The grep comparison flips
The #27 benchmark — dense-only gardenSearch vs grep — ended in a draw. grep averaged 65% precision, gardenSearch-NL averaged 62%, and the head-to-head was 6-6-2. gardenSearch-KW was a disaster at 32%, losing 12 of 14 scenarios.
Three-leg changes this completely. gardenSearch-KW jumped from 32% to 87.5% average precision. gardenSearch-NL went from 62% to 96.4%. The 6-6-2 draw is gone — gardenSearch now wins on signal quality across the board.
BM25 did the heavy lifting. The keyword catastrophe was always about Java identifiers — ChatModel, @DefaultBean, ConcurrentHashMap — that dense embeddings couldn’t interpret as domain vocabulary. BM25 matches these as literal tokens. That’s the entire fix.
grep’s remaining advantage is structural: it searches a larger file set (6,700+ files vs 2,000 indexed garden entries) and has no result cap. For the AI assistant use case — where the LLM processes the full result set and benefits from high signal-to-noise — these advantages matter less than the 89% vs 65% precision gap.
Adaptive result extension
The benchmark exposed a different problem: the fixed 8-result cap. grep’s #27 advantage included 38 unique score-2 entries that gardenSearch couldn’t surface because they ranked 9th or lower. Some domains have 15+ genuinely relevant entries — cutting at 8 loses the tail.
The fix: gardenSearch now over-fetches 2x the requested limit from Qdrant, then walks the score distribution past the cutoff. If the gap between consecutive relevance scores is less than 0.05 and the next result is still above the relevance floor, it gets included. The extension stops at the first significant score drop-off.

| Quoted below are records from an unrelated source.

PR #160, opened 2021-06-07
REALMC-8823: Use Realm log type filters when listing logs

jandersongo:


internal/cloud/realm/logs.go
```diff
@@ -95,7 +95,11 @@ type logsResponse struct {
 func (c *client) Logs(groupID, appID string, opts LogsOptions) (Logs, error) {
 	query := map[string]string{}
 	if len(opts.Types) > 0 {
-		query[logsQueryType] = strings.Join(opts.Types, ",")
+		formattedTypes := make([]string, len(opts.Types))
```
makesitgo, line 98: I think there may be a different fix for this, now that I look more closely here...

in [`logs/list.go`](https://github.com/10gen/realm-cli/blob/master/internal/commands/logs/list.go#L67), we should probably be using `cmd.inputs.logTypes()` as the value for `opts.Types` (rather than just `cmd.inputs.Types` directly)

then I think this method remains unchanged, it would be nice to add a test somewhere in the `logs` package that made sure we passed the expected, formatted strings as an arg to the (mocked) client method

makesitgo (changes requested):
we might be able to tackle this more directly in the command handler file, let me know what you think here

makesitgo:
Also, just a note on the commit message, something a bit more descriptive here would be useful: `REALMC-8823: Use Realm formatted log types based on user flags`

internal/commands/logs/list_inputs_test.go
```diff
@@ -27,5 +29,24 @@ func TestLogTypes(t *testing.T) {
...
 			assert.Equal(t, tc.logTypes, i.logTypes())
 		})
+
+		t.Run("should fail if log type "+tc.logType+" is not formatted before passed to client", func(t *testing.T) {
+			realmClient := mock.RealmClient{}
+			realmClient.FindAppsFn = func(filter realm.AppFilter) ([]realm.App, error) {
+				return []realm.App{{}}, nil
+			}
+			realmClient.LogsFn = func(groupID, appID string, opts realm.LogsOptions) (realm.Logs, error) {
+				assert.Equal(t, tc.logTypes, opts.Types)
```
makesitgo, line 39: it's generally a good idea to keep asserts out of mock function implementations like this, its a common practice to have a `var logsOpts realm.LogsOptions` outside of the scope of the `LogsFn`, and then assign to it inside the function implementation, so that it can be asserted on downstream in the test

internal/commands/logs/list_inputs_test.go
```diff
@@ -27,5 +29,24 @@ func TestLogTypes(t *testing.T) {
 
 			assert.Equal(t, tc.logTypes, i.logTypes())
 		})
+
+		t.Run("should fail if log type "+tc.logType+" is not formatted before passed to client", func(t *testing.T) {
```
makesitgo, line 33: I think this test would be better suited for `list_test.go`, since its running the `cmd.Handler` function (it can be based on just one of these test cases)

---

also [nit] while string concatenation like this is fairly performant in go, considering we're dealing with test descriptions, i'd just use `fmt.Sprintf(...)` here as it reads a bit easier

makesitgo (commented):
just a test re-organization thought here, then should be good to go

internal/commands/logs/list_test.go
```diff
@@ -386,3 +386,24 @@ func TestLogTypeDisplay(t *testing.T) {
 	}
 	t.Logf("the max width for log type display is: %d", maxWidth)
 }
+
+func TestLogTypeFormat(t *testing.T) {
+	t.Run(fmt.Sprintf("should fail if log type %s is not formatted before passed to client", logTypeSchema), func(t *testing.T) {
```
makesitgo, line 391: considering we aren't actually asserting any failures here, maybe we re-word this test description?

`with schema log type set should query for all types of schema logs`  (<-- I don't love this either, but you get the idea)

internal/commands/logs/list_test.go
```diff
@@ -386,3 +386,24 @@ func TestLogTypeDisplay(t *testing.T) {
...
+			logsOpts = opts
+			return realm.Logs{}, nil
+		}
+
+		typeInputs := listInputs{Types: []string{logTypeSchema}}
+
+		cmd := &CommandList{typeInputs}
+		assert.Nil(t, cmd.Handler(nil, nil, cli.Clients{Realm: realmClient}))
+
+		assert.Equal(t, typeInputs.logTypes(), logsOpts.Types)
```
makesitgo, line 407: I think having `[]string{realm.LogTypeSchema..., ...}` would be fine/more readable here than relying on constructing new inputs and calling `logTypes()` on it

makesitgo (approved):
last few things but this is good to go afterwards.  just make sure to clean up the commits, and perhaps edit the main commit message/pr title here:

`REALMC-8823: Use Realm log type filters when listing logs` (or something along those lines -- just try to avoid vague messages such as "Fix bug" and the like)

PR #166, opened 2021-06-10
REALMC-8830: Enable linking to multiple clusters/datalakes in one command

jandersongo:


internal/commands/app/create_inputs.go
```diff
@@ -153,56 +154,69 @@ func (i *createInputs) resolveLocalPath(ui terminal.UI, wd string) (string, erro
...
-		}
+
+	existingClusters := map[string]atlas.Cluster{}
+	for _, c := range clusters {
+		existingClusters[c.Name] = c
 	}
-	if clusterName == "" {
-		return dataSourceCluster{}, errors.New("failed to find Atlas cluster")
+
+	var dsClusters []dataSourceCluster
```
makesitgo, line 168: initialize this with 0 length and capacity to fit `len(i.Clusters)`

internal/commands/app/create_inputs.go
```diff
@@ -153,56 +154,69 @@ func (i *createInputs) resolveLocalPath(ui terminal.UI, wd string) (string, erro
...
+	for _, clusterName := range i.Clusters {
+		if _, ok := existingClusters[clusterName]; !ok {
+			continue
+		}
+		dsClusters = append(dsClusters,
+			dataSourceCluster{
+				Name: "mongodb-atlas",
+				Type: "mongodb-atlas",
```
makesitgo, line 176: we should probably move this to a `const` somewhere, I'm thinking probably in `realm` package...

internal/commands/app/create_inputs.go
```diff
@@ -153,56 +154,69 @@ func (i *createInputs) resolveLocalPath(ui terminal.UI, wd string) (string, erro
...
-	dsCluster := dataSourceCluster{
-		Name: "mongodb-atlas",
-		Type: "mongodb-atlas",
-		Config: configCluster{
-			ClusterName:         clusterName,
-			ReadPreference:      "primary",
-			WireProtocolEnabled: false,
-		},
+	if len(dsClusters) == 0 {
+		return []dataSourceCluster{}, errors.New("failed to find Atlas cluster")
```
makesitgo, line 185: i think we want to tweak this logic a bit... previously when we only allowed one cluster, we would return this error if we failed to match that name from the returned list of clusters.

preserving that behavior would entail returning this error where we `continue` above (which would only tell the user about the first cluster not found, not potentially all of them not found).  so maybe we want to extend the error to find all missing first and communicate that back to the user.

my last idea here is: we should check with product to see if this warrants a "failure" at all.  perhaps we want to collect any missing specified cluster/datalake names and print that out to the user as a warning.  I can help follow up on that with you, but feel free to start a thread with drew/sumedha on that one

internal/commands/app/create_inputs.go
```diff
@@ -153,56 +154,69 @@ func (i *createInputs) resolveLocalPath(ui terminal.UI, wd string) (string, erro
...
-	return dsCluster, nil
+	return dsClusters, nil
 }
 
-func (i *createInputs) resolveDataLake(client atlas.Client, groupID string) (dataSourceDataLake, error) {
+func (i *createInputs) resolveDataLakes(client atlas.Client, groupID string) ([]dataSourceDataLake, error) {
 	dataLakes, err := client.DataLakes(groupID)
 	if err != nil {
-		return dataSourceDataLake{}, err
+		return []dataSourceDataLake{}, err
```
makesitgo, line 193: no need to allocate an array here, just `return nil, err`

internal/commands/app/create_inputs.go
```diff
@@ -153,56 +154,69 @@ func (i *createInputs) resolveLocalPath(ui terminal.UI, wd string) (string, erro
...
+	var dsDataLakes []dataSourceDataLake
+	for _, dataLakeName := range i.DataLakes {
+		if _, ok := existingDataLakes[dataLakeName]; !ok {
+			continue
+		}
+
+		dsDataLakes = append(dsDataLakes,
+			dataSourceDataLake{
+				Name: "mongodb-datalake",
+				Type: "datalake",
```
makesitgo, line 210: same thing about consts, also I missed this in the first implementation but is this really accurate that a datalake would have a different name than type?  (cc: @nathantfrank)

if so, then only the `Type` here needs to be a const

internal/commands/app/create_inputs.go
```diff
@@ -153,56 +154,69 @@ func (i *createInputs) resolveLocalPath(ui terminal.UI, wd string) (string, erro
...
+			})
 	}
-	dsDataLake := dataSourceDataLake{
-		Name: "mongodb-datalake",
-		Type: "datalake",
-		Config: configDataLake{
-			DataLakeName: dataLakeName,
-		},
+	if len(dsDataLakes) == 0 {
+		return []dataSourceDataLake{}, errors.New("failed to find Atlas data lake")
```
makesitgo, line 217: same thing about error handling here as clusters above

internal/commands/app/create_inputs.go
```diff
@@ -228,11 +242,11 @@ func (i createInputs) args(omitDryRun bool) []flags.Arg {
 	if i.Environment != realm.EnvironmentNone {
 		args = append(args, flags.Arg{flagEnvironment, i.Environment.String()})
 	}
-	if i.Cluster != "" {
-		args = append(args, flags.Arg{flagCluster, i.Cluster})
+	if len(i.Clusters) > 0 {
+		args = append(args, flags.Arg{flagCluster, strings.Join(i.Clusters, ",")})
```
makesitgo, line 246: also probably want to preserve the `!= ""` check somehow.  although now this likely depends on where we land about errors/warnings for any unresolved, specified data source names

makesitgo (commented):
i didn't look too too closely at tests here, I think we want to sync up with product first.  first batch of comments/cleanup here

internal/commands/app/create.go
```diff
@@ -201,11 +211,11 @@ func (cmd *CommandCreate) Handler(profile *user.Profile, ui terminal.UI, clients
 	rows = append(rows, map[string]interface{}{"Info": "Client App ID", "Details": appRealm.ClientAppID})
 	rows = append(rows, map[string]interface{}{"Info": "Realm Directory", "Details": dir})
 	rows = append(rows, map[string]interface{}{"Info": "Realm UI", "Details": fmt.Sprintf("%s/groups/%s/apps/%s/dashboard", profile.RealmBaseURL(), appRealm.GroupID, appRealm.ID)})
-	if dsCluster.Name != "" {
-		rows = append(rows, map[string]interface{}{"Info": "Data Source (Cluster)", "Details": dsCluster.Name})
+	if len(dsClusters) > 0 {
+		rows = append(rows, map[string]interface{}{"Info": "Data Source (Clusters)", "Details": strings.Join(clusterNames[:], ", ")})
```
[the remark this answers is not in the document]
jandersongo: these cluster names are checked [here](https://github.com/10gen/realm-cli/blob/362361d1ee6a774e88a3451237ec8dc9ec1332b6/internal/commands/app/create.go#L169) while filling clusterNames []string

internal/commands/app/create.go
```diff
@@ -201,11 +211,11 @@ func (cmd *CommandCreate) Handler(profile *user.Profile, ui terminal.UI, clients
...
 	}
-	if dsDataLake.Name != "" {
-		rows = append(rows, map[string]interface{}{"Info": "Data Source (Data Lake)", "Details": dsDataLake.Name})
+	if len(dsDataLakes) > 0 {
+		rows = append(rows, map[string]interface{}{"Info": "Data Source (Data Lakes)", "Details": strings.Join(dataLakeNames[:], ", ")})
```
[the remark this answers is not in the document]
jandersongo: these data lake names are checked [here](https://github.com/10gen/realm-cli/blob/362361d1ee6a774e88a3451237ec8dc9ec1332b6/internal/commands/app/create.go#L185) while filling dataLakeNames []string

internal/commands/app/create_inputs.go
nathantfrank: Yes this is the case.

internal/commands/app/create_inputs.go
jandersongo: at the end of this file maybe? https://github.com/10gen/realm-cli/blob/362361d1ee6a774e88a3451237ec8dc9ec1332b6/internal/cloud/realm/realm.go

makesitgo: that could work, or just thinking forward a little I think creating a `services.go` file wouldn't be the worst thing here either (we have a similarly small `auth_providers.json` file)

internal/cloud/realm/services.go
```diff
@@ -0,0 +1,7 @@
+package realm
+
+// set of supported data source types
+const (
+	ClusterType  = "mongodb-atlas"
```
makesitgo, line 5: [nit] rename this to `ServiceTypeCluster`

internal/cloud/realm/services.go
```diff
@@ -0,0 +1,7 @@
...
+	DataLakeType = "datalake"
```
makesitgo, line 6: [nit] rename this to `ServiceTypeDatalake` (let's start to make consistent the casing of "datalake" here ... I think we're settled on it being all one word/no hyphens/no extra camel cases)

internal/commands/app/create.go
```diff
@@ -228,25 +231,34 @@ func (cmd *CommandCreate) Handler(profile *user.Profile, ui terminal.UI, clients
...
-			"type": dsCluster.Type,
-			"config": map[string]interface{}{
-				"clusterName":         dsCluster.Config.ClusterName,
-				"readPreference":      dsCluster.Config.ReadPreference,
-				"wireProtocolEnabled": dsCluster.Config.WireProtocolEnabled,
-			},
-		})
+	clusterNames := make([]string, 0, len(dsClusters))
+	for _, dsCluster := range dsClusters {
+		if dsCluster.Name != "" {
```
makesitgo, line 236: is this condition possible still?  seems like not

if it is, i would only suggest inverting the `if` clause here and using `continue`, so we can un-indent the `local.AddDataSource` block below

```go
if dsCluster.Name == "" { continue }
local.addDataSource(...)
```

internal/commands/app/create.go
```diff
@@ -228,25 +231,34 @@ func (cmd *CommandCreate) Handler(profile *user.Profile, ui terminal.UI, clients
...
-			"name": dsDataLake.Name,
-			"type": dsDataLake.Type,
-			"config": map[string]interface{}{
-				"dataLakeName": dsDataLake.Config.DataLakeName,
-			},
-		})
+
+	dataLakeNames := make([]string, 0, len(dsDataLakes))
+	for _, dsDataLake := range dsDataLakes {
+		if dsDataLake.Name != "" {
```
makesitgo, line 252: likewise here, is this condition still applicable?  same comments from above if so

internal/commands/app/create_inputs.go
```diff
@@ -156,56 +166,117 @@ func (i *createInputs) resolveLocalPath(ui terminal.UI, wd string) (string, erro
...
+		return nil, err
 	}
-	var clusterName string
-	for _, cluster := range clusters {
-		if i.Cluster == cluster.Name {
-			clusterName = cluster.Name
-			break
-		}
+
+	existingClusters := map[string]interface{}{}
```
makesitgo, line 175: oops, sorry I should have clarified this one better.  so the purpose of `struct{}` is to have the smallest allocations possible (useful for when you're only tracking unique key values).  so something like this:

```go
existingClusters := map[string]struct{}{} // another pattern you'll see is people using `bool` here instead
for _, c := range clusters {
  existingClusters[c.Name] = struct{}{} // but `struct{}` has just slightly a smaller memory footprint
}
// can check out for more info: https://gist.github.com/davecheney/3be245c92b61e5045f75
```

now full disclosure, i may be missing something here.  if we actually do need the value from this map at some point then this won't work (but considering you got away with `interface{}` here already I'm guessing that's not the case)

internal/commands/app/create_inputs.go
```diff
@@ -156,56 +166,117 @@ func (i *createInputs) resolveLocalPath(ui terminal.UI, wd string) (string, erro
...
+			nonExistingClusters = append(nonExistingClusters, clusterName)
+			continue
+		}
+
+		serviceName := clusterName
+		if len(i.ClusterServiceNames) > idx {
+			serviceName = i.ClusterServiceNames[idx]
+		} else {
+			if !ui.AutoConfirm() {
+				if err := ui.AskOne(&serviceName, &survey.Input{Message: fmt.Sprintf("Enter a Service Name for Cluster '%s'", clusterName), Default: serviceName}); err != nil {
```
makesitgo, line 193: [style nit] might be helpful to put a few line breaks in here...

```go
if err := ui.AskOne(&serviceName, &survey.Input{
  Message: fmt.Sprintf("Enter a Service Name for Cluster '%s'", clusterName),
  Default: serviceName,
}); err != nil {
  return nil, err
}
```

internal/commands/app/create_inputs.go
```diff
@@ -156,56 +166,117 @@ func (i *createInputs) resolveLocalPath(ui terminal.UI, wd string) (string, erro
...
-		Name: "mongodb-atlas",
-		Type: "mongodb-atlas",
-		Config: configCluster{
-			ClusterName:         clusterName,
-			ReadPreference:      "primary",
-			WireProtocolEnabled: false,
-		},
+
+	if len(nonExistingClusters) > 0 {
+		ui.Print(terminal.NewWarningLog("Please note, the following Atlas clusters '%s' were not linked because they could not be found", strings.Join(nonExistingClusters[:], ", ")))
```
makesitgo, line 212: ok so this is almost there, just a couple of notes:

* start the warning message as: `Note: The following Atlas clusters...` (no "Please", capital "The")
* let's invert the structure a bit so the "dynamic" portion of the message always is at the end
  * `Note: The following Atlas clusters were not linked because they could not be found: %s`
  * we don't need to wrap the whole list of separated cluster names with `''`
* I'd like to move this Warning and Confirm outside the scope of this function and to the command `Handler`
  * We should instead just add `nonExistingClusters` (a `[]string`) to the return signature of this function
  * We can do the same for `nonExistingDatalakes`
  * The warning message can then account for both `clusters` and `datalakes`, with a single confirm for the user, before potentially proceeding
* in the case of `!proceed`, we don't need to return an error, just `nil` is fine

makesitgo (commented):
held off on the review of the tests for now.  there's one fairly significant refactor I'm suggesting here that probably shifts a bunch of that test code around

let me know if you have any questions here.  but outside of this this is looking to be in a great spot

internal/commands/app/create.go
```diff
@@ -98,20 +101,39 @@ func (cmd *CommandCreate) Handler(profile *user.Profile, ui terminal.UI, clients
 		return err
 	}
 
-	var dsCluster dataSourceCluster
-	if cmd.inputs.Cluster != "" {
-		dsCluster, err = cmd.inputs.resolveCluster(clients.Atlas, groupID)
+	var nonExistingDataSources []string
+
+	var dsClusters []dataSourceCluster
```
makesitgo, line 106: [meganit] micro-optimization here...

if you `var dsClustersMissing []string` alongside this here (and do the same with `var dsDatalakesMissing []string`), then further down (around L#126 right here) you could initialize `nonExistingDataSources` with `make([]string, 0, len(dsClustersMissing) + len(dsDatalakesMissing))` (and ultimately preventing any re-allocations with `nonExistingDataSources`)

internal/commands/app/create.go
```diff
@@ -98,20 +101,39 @@ func (cmd *CommandCreate) Handler(profile *user.Profile, ui terminal.UI, clients
...
+	if len(cmd.inputs.Datalakes) > 0 {
+		var nonExistingDatalakes []string
+		dsDatalakes, nonExistingDatalakes, err = cmd.inputs.resolveDatalakes(ui, clients.Atlas, groupID)
 		if err != nil {
 			return err
 		}
+		nonExistingDataSources = append(nonExistingDataSources, nonExistingDatalakes...)
+	}
+
+	if len(nonExistingDataSources) > 0 {
```
makesitgo, line 126: after initializing the `nonExistingDataSources` with an initial capacity here, for display purposes I would then loop through each "missing" array:

```go
for _, missingCluster := range dsClustersMissing {
  nonExistingDataSources = append(nonExistingDataSources, fmt.Sprintf("'%s'", missingCluster))
  // likewise for datalakes
}
```

i don't think we allow spaces in cluster or datalake names, but if we did those quotes will go a long way here

internal/commands/app/create.go
```diff
@@ -98,20 +101,39 @@ func (cmd *CommandCreate) Handler(profile *user.Profile, ui terminal.UI, clients
...
+		ui.Print(terminal.NewWarningLog("Note: The following data sources were not linked because they could not be found: %s", strings.Join(nonExistingDataSources[:], ", ")))
```
makesitgo, line 127: you should be able to omit the `[:]` here

internal/commands/app/create.go
```diff
@@ -98,20 +101,39 @@ func (cmd *CommandCreate) Handler(profile *user.Profile, ui terminal.UI, clients
...
+		if !ui.AutoConfirm() {
```
makesitgo, line 128: I missed this earlier but `ui.Confirm` already takes into account `ui.AutoConfirm`, so this wrapping `if` is not necessary

internal/commands/app/create_test.go
```diff
@@ -17,6 +17,7 @@ import (
 	"github.com/10gen/realm-cli/internal/local"
 	"github.com/10gen/realm-cli/internal/utils/test/assert"
 	"github.com/10gen/realm-cli/internal/utils/test/mock"
+	"go.mongodb.org/mongo-driver/bson/primitive"
```
makesitgo, line 20: [nit] move this down to the lower import group

internal/commands/app/create_test.go
```diff
@@ -599,39 +600,55 @@ func TestAppCreateHandler(t *testing.T) {
...
 					return []atlas.Cluster{{Name: "test-cluster"}}, nil
 				},
 			},
 		},
 		{
-			description: "should create minimal project with a data lake data source when data lake is set",
-			dataLake:    "test-datalake",
+			description:         "should create minimal project with multiple cluster data sources when clusters are set",
+			clusters:            []string{"test-cluster", "test-cluster-2"},
+			clusterServiceNames: []string{"mongodb-atlas", "mongodb-atlas"},
```
makesitgo, line 623: for the sake of mimic-ing real behavior, can we have unique names across these?

internal/commands/app/create_test.go
```diff
@@ -1059,6 +1084,92 @@ func TestAppCreateHandler(t *testing.T) {
...
+
+		for _, tc := range []struct {
+			description string
+			response    string
+			appCreated  bool
+		}{
+			{
+				description: "and quit if not confirmed",
+				response:    "no",
+				appCreated:  false,
```
makesitgo, line 1135: [meganit] can just remove this line

internal/commands/app/create_test.go
```diff
@@ -1059,6 +1084,92 @@ func TestAppCreateHandler(t *testing.T) {
...
+				go func() {
+					defer close(doneCh)
+					console.ExpectString(fmt.Sprintf("Note: The following data sources were not linked because they could not be found: %s, %s, %s, %s",
+						dummyClusters[0], dummyClusters[1], dummyDatalakes[0], dummyDatalakes[1]))
+					console.ExpectString("Would you still like to create the app?")
+					console.SendLine(tc.response)
+					console.ExpectEOF()
+				}()
+
+				appCreated := false
```
makesitgo, line 1161: [style nit] `var appCreated bool` suffices here as well

internal/commands/app/create_inputs_test.go
```diff
@@ -372,111 +373,659 @@ func TestAppCreateInputsResolveDirectory(t *testing.T) {
...
+		inputs := createInputs{
+			newAppInputs:        newAppInputs{Name: testApp.Name, Project: testApp.GroupID},
+			Clusters:            []string{"test-cluster-1", dummyClusters[0], dummyClusters[1]},
+			ClusterServiceNames: []string{"mongodb-atlas"},
+		}
+
+		doneCh := make(chan (struct{}))
+		go func() {
+			defer close(doneCh)
+			console.ExpectString(fmt.Sprintf("Note: The following data sources were not linked because they could not be found: %s", strings.Join(dummyClusters[:], ", ")))
```
makesitgo, line 492: [nit] shouldn't need the `[:]` here, and considering its a test, you don't necessarily _need_ the `fmt.Sprintf` here and could just write the expected string.  your call on that last one though

internal/commands/app/create_inputs_test.go
```diff
@@ -372,111 +373,659 @@ func TestAppCreateInputsResolveDirectory(t *testing.T) {
...
+				defer teardown()
+
+				_, console, _, ui, err := mock.NewVT10XConsole()
+				assert.Nil(t, err)
+				defer console.Close()
+
+				doneCh := make(chan (struct{}))
+				go func() {
+					defer close(doneCh)
+					console.ExpectString(fmt.Sprintf("Note: The following data sources were not linked because they could not be found: %s", strings.Join(dummyClusters[:], ", ")))
```
makesitgo, line 569: same nit here about `[:]` and/or just writing the expected string as is (without `fmt.Sprintf`)

internal/commands/app/create_inputs_test.go
```diff
@@ -372,111 +373,659 @@ func TestAppCreateInputsResolveDirectory(t *testing.T) {
...
+					defer close(doneCh)
+					tc.procedure(console)
+				}()
+
+				inputs := createInputs{newAppInputs: newAppInputs{Name: "test-app"},
+					Clusters:            tc.clusterNames,
+					ClusterServiceNames: tc.clusterServiceNames,
+				}
+
+				ds, _, _ := inputs.resolveClusters(ui, ac, "123")
```
makesitgo, line 665: generally still advisable to handle `err` here even if its expected to be `nil`... just a `assert.Nil(t, err)` on the next line suffices

internal/commands/app/create_inputs_test.go
```diff
@@ -372,111 +373,659 @@ func TestAppCreateInputsResolveDirectory(t *testing.T) {
...
+		inputs := createInputs{
+			newAppInputs:         newAppInputs{Name: testApp.Name, Project: testApp.GroupID},
+			Datalakes:            []string{"test-datalake-1", dummyDatalakes[0], dummyDatalakes[1]},
+			DatalakeServiceNames: []string{"mongodb-datalake"},
+		}
+
+		doneCh := make(chan (struct{}))
+		go func() {
+			defer close(doneCh)
+			console.ExpectString(fmt.Sprintf("Note: The following data sources were not linked because they could not be found: %s", strings.Join(dummyDatalakes[:], ", ")))
```
makesitgo, line 821: usual comment on `[:]` here and opting to just write the string out if you feel it makes things clearer

internal/commands/app/create_inputs_test.go
```diff
@@ -372,111 +373,659 @@ func TestAppCreateInputsResolveDirectory(t *testing.T) {
...
+
+		for _, tc := range []struct {
+			description string
+			response    string
+			appCreated  bool
+		}{
+			{
+				description: "and quit if not confirmed",
+				response:    "no",
+				appCreated:  false,
```
makesitgo, line 880: can just remove this line

internal/commands/app/create_inputs_test.go
```diff
@@ -372,111 +373,659 @@ func TestAppCreateInputsResolveDirectory(t *testing.T) {
...
+					tc.procedure(console)
+				}()
+
+				inputs := createInputs{
+					newAppInputs:         newAppInputs{Name: "test-app"},
+					Datalakes:            tc.datalakeNames,
+					DatalakeServiceNames: tc.datalakeServiceNames,
+				}
+
+				ds, _, _ := inputs.resolveDatalakes(ui, ac, "123")
```
makesitgo, line 996: should assert on the `err` here

makesitgo (commented):
nothing major as a comment from me, but there's probably enough cleanup to warrant one last look before we ✅  this

cannot say it enough, but excellent turnaround on all of this!

internal/commands/app/create_inputs_test.go
```diff
@@ -372,111 +372,661 @@ func TestAppCreateInputsResolveDirectory(t *testing.T) {
...
+		inputs := createInputs{
+			newAppInputs:        newAppInputs{Name: testApp.Name, Project: testApp.GroupID},
+			Clusters:            []string{"test-cluster-1", dummyClusters[0], dummyClusters[1]},
+			ClusterServiceNames: []string{"mongodb-atlas"},
+		}
+
+		doneCh := make(chan (struct{}))
+		go func() {
+			defer close(doneCh)
+			console.ExpectString(("Note: The following data sources were not linked because they could not be found: 'test-cluster-dummy-1', 'test-cluster-dummy-2'"))
```
makesitgo, line 491: [meganit] stray double parens here (leftover from the `fmt.Sprintf` likely)

internal/commands/app/create_inputs_test.go
```diff
@@ -372,111 +372,661 @@ func TestAppCreateInputsResolveDirectory(t *testing.T) {
...
+					tc.procedure(console)
+				}()
+
+				inputs := createInputs{
+					newAppInputs:         newAppInputs{Name: "test-app"},
+					Datalakes:            tc.datalakeNames,
+					DatalakeServiceNames: tc.datalakeServiceNames,
+				}
+
+				ds, _, _ := inputs.resolveDatalakes(ui, ac, "123")
```
makesitgo, line 995: missed actually setting `err` here ... here's the edge-case argument _in favor of_ `namedErr` (vs. `err`) 😬

makesitgo (approved):
two super minor things, but with that, a clean evergreen build, and fixed up commits (we can go over the rebase/squash/fixup sequence if you'd like) this is good to go 🎉 

🆒  beans

internal/commands/app/create_inputs_test.go
jandersongo: ah! good catch!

The response also includes a metadata signal — total count of results above the relevance threshold — so the caller knows when more exist beyond what was returned. An LLM seeing “8 results (16 above relevance threshold)” can re-query with a higher limit if the domain is deep.
The scoring work, then the comparison analysis, then the feature implementation — each step motivated the next. The benchmark wasn’t just measurement; it was the specification for what to build.